AI predicts transition states with exceptional precision

A new AI model, React-OT, could revolutionise computational chemistry by predicting transition states with remarkable accuracy, all while completing the task in under a second and using far less computational power than conventional methods.

‘Think of a chemical reaction as hiking across a landscape of mountains and valleys,’ explains corresponding author Yuanqi Du of Cornell University. ‘The transition state is a saddle point – the lowest point along a high mountain ridge that connects two valleys. Finding it is hard because it’s a very unstable spot: take even a small step in one direction and you’ll fall down into one valley.’

Transition states are notoriously elusive, existing for just femto- or picoseconds before vanishing. ‘Only ultrafast spectroscopy can capture a few examples,’ says Chenru Duan at the Massachusetts Institute of Technology, another corresponding author. Yet understanding transition states is crucial as they define the energy barrier between reactants and products, shaping both the mechanism and speed of a reaction.

Traditionally, chemists have predicted transition states by calculating the minimum energy pathway – a kind of energetic bridge between reactants and products. This involves tracing the most likely route a chemical system will take from start to finish. When scientists only know the structures of the starting molecules and products, they use computational methods to estimate the reaction path. While these methods are valuable, ‘these calculations typically require thousands of energy and force evaluations, making them highly time-consuming’, says Du.

 A new approach

To tackle the problem, Du, Duan and colleagues developed a new computational method that uses a type of generative AI known as a diffusion model. These models work by adding noise to training data and then learning how to reverse the process, effectively reconstructing the original input step by step.

‘Instead of using Gaussian noise as the initial guess for transition states, React-OT employs linear interpolation of reactants and products, akin to the educated initial guesses used in classical optimisation methods,’ explains Guan-Horng Liu at the Georgia Institute of Technology, also a corresponding author. ‘We then train a flow model that smoothly and deterministically transports samples from these educated guesses to the transition states.’

React-OT was tested on a publicly available dataset containing just over 10,000 diverse organic reactions and pairs of reactants, transition states and products. ‘No surprise, we got state-of-the-art results,’ says Duan. ‘But we did not stop there.
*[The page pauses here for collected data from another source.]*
PR #47, opened 2021-08-06
[Bugfix] Move foreign keys to applicant model

OustanDing:
## Notion ticket link

[Ticket](https://www.notion.so/uwblueprintexecs/Move-foreign-key-from-MedicalInformation-and-Guardian-models-to-Applicant-model-732759707ca24665b69e918c4aab5077)

## Implementation description
* Moved foreign keys in `applicant-medicalInformation` and `applicant-guardian` relations to the `applicant` model to enforce existence of medical information and guardian records for each applicant
* Modularized seeding script to reduce clutter in main seeding script file
* Fixed broken APIs resulting from foreign key change

## Notes
* Tested the broken APIs again - they work. I don't expect any other places to break, since they don't depend on the relation between `applicant` and `medicalInformation`/`guardian`

## Checklist


components/requests/PersonalInformationCard.tsx
```diff
@@ -1,10 +1,12 @@
...
 import PermitHolderInfoCard from '@components/internal/PermitHolderInfoCard'; // Custom Card component
-import { Applicant } from '@lib/graphql/types'; // Applicant type
+// TODO: Temporary fix - add back in API hookup
+// import { Applicant } from '@lib/graphql/types'; // Applicant type
 import { MouseEventHandler } from 'react'; // React
 
 type PersonalInformationProps = {
-  readonly applicant: Applicant;
+  // TODO: Temporary fix - will be addressed in API hookup
+  readonly applicant: any;
```
EmilioMena, line 9: just curious why is this broken after the foreign key change

Is it just bc of the mock data?

pages/admin/request/[requestId].tsx
```diff
@@ -150,6 +150,7 @@ export default function Request() {
       </GridItem>
       <GridItem rowSpan={12} colSpan={5} marginTop={5} textAlign="left">
         <PersonalInformationCard
+          // TODO: Temporary fix - will be addressed in API hookup
```
Comment (EmilioMena) [inline pages/admin/request/[requestId].tsx:153]: what's the fix here, don't see any changes in this file?

EmilioMena (approved):
great job catching this early on, could've caused some major headaches down the line 🚀 
also nice work with cleaning up the seed file

this looks good as is, just left a couple of questions

components/requests/PersonalInformationCard.tsx
OustanDing: Good question! Yeah, it's because the mock data no longer fits the `Applicant` type. Adding the foreign keys to the `applicant` model makes the `Applicant` type also contain the nested `guardian` and `medicalInformation` objects - the workaround is to use TypeScript's `Pick` type to just include the fields that are applicable to the View Request page. cc @jeffreyzhang2001 who will address this in Request page API hookup.

pages/admin/request/[requestId].tsx
Comment (OustanDing) [reply pages/admin/request/[requestId].tsx:153]: Good catch, will remove this!

PR #48, opened 2021-08-06
[Improvement] Seperate daypicker component into its own module

EmilioMena:
## Notion ticket link

[Ticket Name](https://www.notion.so/uwblueprintexecs/Move-DayPicker-component-to-its-own-module-e3a11df0a5ae4d02a3fc8478102e0750)

## Implementation description
* Move `DayPicker` from permit-holders page into `@components/DayPicker.tsx` since it's used in other places

## Notes
* Didn't do too much in terms of abstracting the logic from DayPicker so that it can still be customized. Really only the styling is abstracted
* Simplified permit-holders page a bit as well

## Checklist


components/DayPicker.tsx
```diff
@@ -0,0 +1,39 @@
...
+        }
+      `}</style>
+    </Helmet>
+  );
+}
+
+/**
+ * DayPicker component from {@link http://react-day-picker.js.org/| react-day-picker} library with additional styling.
+ */
+export default function DayPicker(props: DayPickerProps) {
```
OustanDing, line 32: Given the purposes and use cases for the DayPicker of our team, I think we can abstract this a bit further. For instance, all our day picker components will have the same styling, and we just need to define the `modifiers` and the `onDayClick` props. We don't actually need to pass the `{ start: range.from || undefined, end: range.to || undefined }` value to the `DayPicker` component - we could just abstract this and have our `DayPicker` component take a `range` prop which is an object.

So our props for the `DayPicker` component could look something like this:

```typescript
type DayPickerProps {
  readonly numberOfMonths?: number; // # of months, default to 1
  readonly range: RangeModifier;
  readonly onDateChange: (day: <whatever the type is>) => void; // Handle date change
}
```

This way, we can abstract most of the functionality in the `DayPicker` component in this file. We can also even abstract our `range` state by writing our own custom hook `useDayPicker`. This will allow us to also hide away functions such as `dateRangeString()` below, so that we don't repeat that logic in every module in which we use the `DayPicker` component.

Would be happy to sync up with you @EmilioMena on this when I'm done my finals!

pages/admin/permit-holders.tsx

We pushed React-OT to study a real-world reaction network problem: the decomposition of γ-ketohydroperoxide.’

The team found React-OT was not only highly accurate, but incredibly fast. ‘The improvements seem impressive,’ comments Timothy Jenkins at the Technical University of Denmark who was not involved in the study. ‘Most existing methods … use quantum chemistry, which is accurate but very slow. Where other methods might take minutes to hours per molecule, React-OT does it in under a second.’

React-OT builds on an earlier model, OA-ReactDiff, created by Duan in 2023. ‘OA-ReactDiff achieves impressive performance in predicting [an] accurate transition state,’ he says. ‘However, it carries the stochastic character of diffusion models, meaning that we do not get a deterministic answer. This drove us mad because chemistry is precise science.’
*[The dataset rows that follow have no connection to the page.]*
PR #54, opened 2021-08-28
[Misc] Migrate staging deployment to Netlify, fix build errors

OustanDing:
## Notion ticket link

[Ticket](https://www.notion.so/uwblueprintexecs/Migrate-staging-to-Netlify-Heroku-Postgres-7dde07559a044866bc7ee2ccff1ff6fd)

## Implementation description
* Move deployment from Railway to Netlify. Set up a new Heroku Postgres instance and linked it to the Netlify project
* I believe that due to recent upgrades to the `typescript` and `@types/node` packages, we were encountering a bunch of TypeScript-related build errors (especially around exception handling), cc @EmilioMena . Addressed those errors in this PR by checking that DB errors are instances of `Prisma.PrismaClientKnownRequestError` and introducing a helper function `getUniqueConstraintFailedField` for use when a DB operation fails a unique constraint.
* Added `target: 'experimental-serverless-trace'` to our Next.js config. This stops Next.js from inlining our dependencies and allows proper bundling during builds. I believe this is causing longer build times, however, so I will continue to look into any changes regarding this build issue. Please see https://github.com/netlify/netlify-plugin-nextjs/issues/527#issuecomment-879300081
* Moved some dependencies from dev dependencies to prod dependencies. These were needed in the build process. 
* Migrated GraphQL schemas from their `schema.graphql` files to respective `schema.ts` TypeScript files that export strings. These strings were then merged in `lib/graphql/type-defs.ts`. This was necessary because the `schema.graphql` files are no longer present during the build process.

## Notes
* We are migrating to Netlify because Railway's free tier is not sufficient for our needs
* Netlify also has PR deploys and an interactive feature review UI. I will keep these disabled for now to save on build minutes, but will activate them when it makes sense to do so.

## Checklist


prisma/index.ts
```diff
@@ -1,13 +1,12 @@
 import { PrismaClient } from '@prisma/client'; // Prisma ORM
 
-// add prisma to the NodeJS global type
-interface CustomNodeJsGlobal extends NodeJS.Global {
-  prisma: PrismaClient;
+// Add Prisma to the NodeJS global type
+declare global {
+  // var must be used for globally scoped variables
+  // eslint-disable-next-line no-var
+  var prisma: PrismaClient;
```
EmilioMena, line 7: curious why was this changes? Does it also prevent multiple instances of prisma client in development?

EmilioMena (approved):
Looks great 🚢 
Big thank you for doing all of this man. Really appreciate the effort you put into getting this done!

prisma/index.ts
OustanDing: Yeah good question. The most recent update to `@types/node` removed the `NodeJS.Global` type TypeScript gave us errors when extending it. Including link to SO post here: https://stackoverflow.com/a/68328402

OustanDing:
Thanks a lot for the quick review @EmilioMena ! Greatly appreciated :D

Taking prediction to the next level

The breakthrough came when Duan encountered a study by Guan, who was using a mathematical technique called optimal transport in image generation, and realised this was exactly what he needed to take OA-ReactDiff to the next level. ‘Instead of transforming Gaussian noise to target distribution, we need to start with an educated guess from chemistry, then do optimal transport to the target,’ Duan explains. The result was React-OT – an AI model up to 1000 times faster at identifying transition states, without sacrificing accuracy. ‘A straight comparison for single transition state structure generation would conclude that React-OT is 60% more accurate with a 20-fold speedup,’ adds Duan.

‘These are important improvements, especially when this type of method is used to solve real-world problems, like multi-step chemical reactions or even protein folding,’ comments Kari Laasonen at Aalto University, who was not involved in the study. ‘The training dataset is much larger than in previous studies, and this is important for good predictability. It will be very interesting to see how React-OT will perform in complex chemical applications.’
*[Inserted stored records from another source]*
PR #58, opened 2021-09-14
[Fix] Fix incorrect dates displayed

j-bunk:
## Notion ticket link

[Permit Holders table showing incorrect date of birth](https://www.notion.so/uwblueprintexecs/Permit-Holders-table-showing-incorrect-date-of-birth-0e58daefb7da4e28a2470f27cd6fab41)
Ticket co-assignee @EmilioMena 

## Implementation description
* Dates were being converted to a different time zone when displayed which set the date back by one day ( e.g date of birth should be September 11th -> was shown as September 10th because of time zone conversion). To address this a util function `formatDate` was created that explicitly set the time zone to UTC.
* I swept through the codebase and refactored how we showed dates to use the `formatDate` function instead which makes most of the dates in the app have a MM/DD/YYYY format (1st pic)
* The dates on the Date received column in the requests table were changed from a MM/DD/YYYY to a verbose/written format to match the Figma designs (2nd pic)

## Design Review Pics + Notes
* Dates are now formatted in MM/DD/YYYY format as seen in the following picture:
image

* The date received column in the requests table is an exception where it's written more verbosely (matches Figma design):
image

* Worth noting exceptions to the MM/DD/YYYY date format are dates in date Input elements and dates in the date range picker which are in YYYY/MM/DD format
image
image

## Checklist

### DIFF
--- a/components/permit-holders/modals/EditUserInformationModal.tsx
+++ b/components/permit-holders/modals/EditUserInformationModal.tsx
@@ -20,6 +20,7 @@ import {
 import { useState, useEffect, ReactNode, SyntheticEvent } from 'react'; // React
 import { Gender, UpdateApplicantInput } from '@lib/graphql/types'; // Gender Enum
 import { ApplicantData } from '@tools/pages/admin/permit-holders/types'; // Applicant data type
+import { formatDate } from '@lib/utils/format'; // Date formatter util
 
 type EditUserInformationModalProps = {
   applicant: ApplicantData;
@@ -37,7 +38,7 @@ export default function EditUserInformationModal({
   // Personal information state
   const [firstName, setFirstName] = useState('');
   const [lastName, setLastName] = useState('');
-  const [dateOfBirth, setDateOfBirth] = useState(new Date().toISOString().substring(0, 10));
+  const [dateOfBirth, setDateOfBirth] = useState(formatDate(new Date(), true));
   const [gender, setGender] = useState<Gender | undefined>();
 
   // Contact information state
@@ -57,7 +58,7 @@ export default function EditUserInformationModal({
   useEffect(() => {
     setFirstName(applicant.firstName);
     setLastName(applicant.lastName);
-    setDateOfBirth(new Date(applicant.dateOfBirth).toISOString().substring(0, 10));
+    setDateOfBirth(formatDate(applicant.dateOfBirth, true));
     setGender(applicant.gender);
     setEmail(applicant.email || '');
     setPhoneNumber(applicant.phone);
--- a/components/permit-holders/modals/EditUserInformationModal.tsx
+++ b/components/permit-holders/modals/EditUserInformationModal.tsx
@@ -20,7 +20,6 @@ import {
 import { useState, useEffect, ReactNode, SyntheticEvent } from 'react'; // React
 import { Gender, UpdateApplicantInput } from '@lib/graphql/types'; // Gender Enum
 import { ApplicantData } from '@tools/pages/admin/permit-holders/types'; // Applicant data type
-import { formatDate } from '@lib/utils/format'; // Date formatter util
 
 type EditUserInformationModalProps = {
   applicant: ApplicantData;
@@ -38,7 +37,7 @@ export default function EditUserInformationModal({
   // Personal information state
   const [firstName, setFirstName] = useState('');
   const [lastName, setLastName] = useState('');
-  const [dateOfBirth, setDateOfBirth] = useState(formatDate(new Date()));
+  const [dateOfBirth, setDateOfBirth] = useState(new Date().toISOString().substring(0, 10));
   const [gender, setGender] = useState<Gender | undefined>();
 
   // Contact information state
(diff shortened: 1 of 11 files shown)


j-bunk:
I need to manually check the pages to make sure I didn't break anything. Will do that tomorrow (added a WIP label for now)

lib/utils/format.ts
```diff
@@ -24,3 +24,35 @@ export const formatPostalCode = (postalCode: string): string => {
...
+  });
+
+  // Removes first comma and writes am/pm in lowercase
+  const formattedDate =
+    localeDateString.replace(',', '').substring(0, localeDateString.length - 3) +
+    localeDateString[localeDateString.length - 2].toLowerCase() +
+    localeDateString[localeDateString.length - 1].toLowerCase();
+
+  return formattedDate;
+};
```
EmilioMena, line 58: What do you think about having both of these in the same function and adding a boolean parameter: `verbose` 🤔  
Imo having one function would make the code more concise and easier to read

EmilioMena:
I also think it would be nice to get a quick design review before merging!

lib/utils/format.ts
OustanDing: Having one function would allow us to keep all the date logic in one place. However, the date formatting logic is quite different in these two util functions. If we need to make changes in the future or maintain the logic, having them decoupled is better as it's slightly easier to isolate issues.

components/permit-holders/modals/EditUserInformationModal.tsx
```diff
@@ -58,7 +57,7 @@ export default function EditUserInformationModal({
   useEffect(() => {
     setFirstName(applicant.firstName);
     setLastName(applicant.lastName);
-    setDateOfBirth(formatDate(applicant.dateOfBirth));
+    setDateOfBirth(new Date(applicant.dateOfBirth).toISOString().substring(0, 10));
```
j-bunk: Reverted to how it was originally, using the formatting function displays the following before selecting a date
image

Instead of displaying the initial date of birth (before editing)
image

components/requests/modals/EditReasonForReplacementModal.tsx
```diff
@@ -37,7 +36,7 @@ export default function EditReasonForReplacementModal({
   const [reason, setReason] = useState('');
 
   //   Lost Information state
-  const [date, setDate] = useState(formatDate(new Date()));
+  const [date, setDate] = useState(new Date().toISOString().substring(0, 10));
```
j-bunk: See above comment

pages/verify-identity.tsx
```diff
@@ -48,7 +47,7 @@ export default function IdentityVerificationForm() {
 
   const [userId, setUserId] = useState('');
   const [phoneNumberSuffix, setPhoneNumberSuffix] = useState('');
-  const [dateOfBirth, setDateOfBirth] = useState(formatDate(new Date()));
+  const [dateOfBirth, setDateOfBirth] = useState(new Date().toISOString().substring(0, 10));
```
j-bunk: See above comment. The `formatDate` function displays yyyy-mm-dd instead of pre-filling with the current date which was the original behavior

components/permit-holders/modals/EditUserInformationModal.tsx
j-bunk: is now ` const [dateOfBirth, setDateOfBirth] = useState(formatDate(new Date(), true));`. Passing true into the `formatDate` function executes `new Date(applicant.dateOfBirth).toISOString().substring(0, 10)`

lib/utils/format.ts
```diff
@@ -24,3 +24,38 @@ export const formatPostalCode = (postalCode: string): string => {
...
+/**
+ * Format date to be in MM/DD/YYYY format and in UTC time zone to avoid the date being set back by a day
+ * @param {Date} date date to be formatted
+ * @param {boolean} dateInput Whether the date is being displayed in Input element of type date
+ * @returns {string} formatted date
+ */
+export const formatDate = (date: Date, dateInput = false): string => {
+  return dateInput
+    ? new Date(date).toISOString().substring(0, 10)
+    : new Date(date).toLocaleDateString('en-US', { timeZone: 'UTC' });
```
angeladietz, line 37: I'm guessing this probably doesn't make a difference but should we use 'en-ca' for the locale instead of 'en-us'?

lib/utils/format.ts
```diff
@@ -24,3 +24,38 @@ export const formatPostalCode = (postalCode: string): string => {
...
+};
+
+/**
+ * Format date to be in written in the following format: Sep 11 2021, 03:07 pm
+ * @param {Date} date date to be formatted
+ * @returns {string} formatted verbose date
+ */
+export const formatDateVerbose = (date: Date): string => {
+  const localeDateString = new Date(date).toLocaleDateString('en-US', {
```
angeladietz, line 46: Same thing here with the locale

angeladietz (approved):

lib/utils/format.ts
j-bunk: en-CA formats it with dashes (MM-DD-YYYY) while en-US formats the dates slashes MM/DD/YYYY. Based on feedback from design we want to use slashes so that's why I opted with en-US

lib/utils/format.ts
j-bunk: https://developer.mozilla.org/en-US/docs/Web/JavaScript/Reference/Global_Objects/Date/toLocaleDateString

Similar to above comment, but the en-US formats it differently than en-CA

‘Right now, it solves a focused problem,’ adds Jenkins. ‘But the approach is general enough to expand. The principles behind React-OT could eventually find use in modelling conformational changes in biomolecules or in designing catalytic proteins that guide reactions through specific transition states.’

The researchers see generative AI as a powerful tool for reimagining chemical discovery – shifting from traditional screening to actively exploring and programming chemical reactions. ‘Generative AI provides [a new way of thinking] about how chemistry can be done,’ concludes Duan. ‘Instead of just screening the vast space of chemical reactions, we can now truly explore.’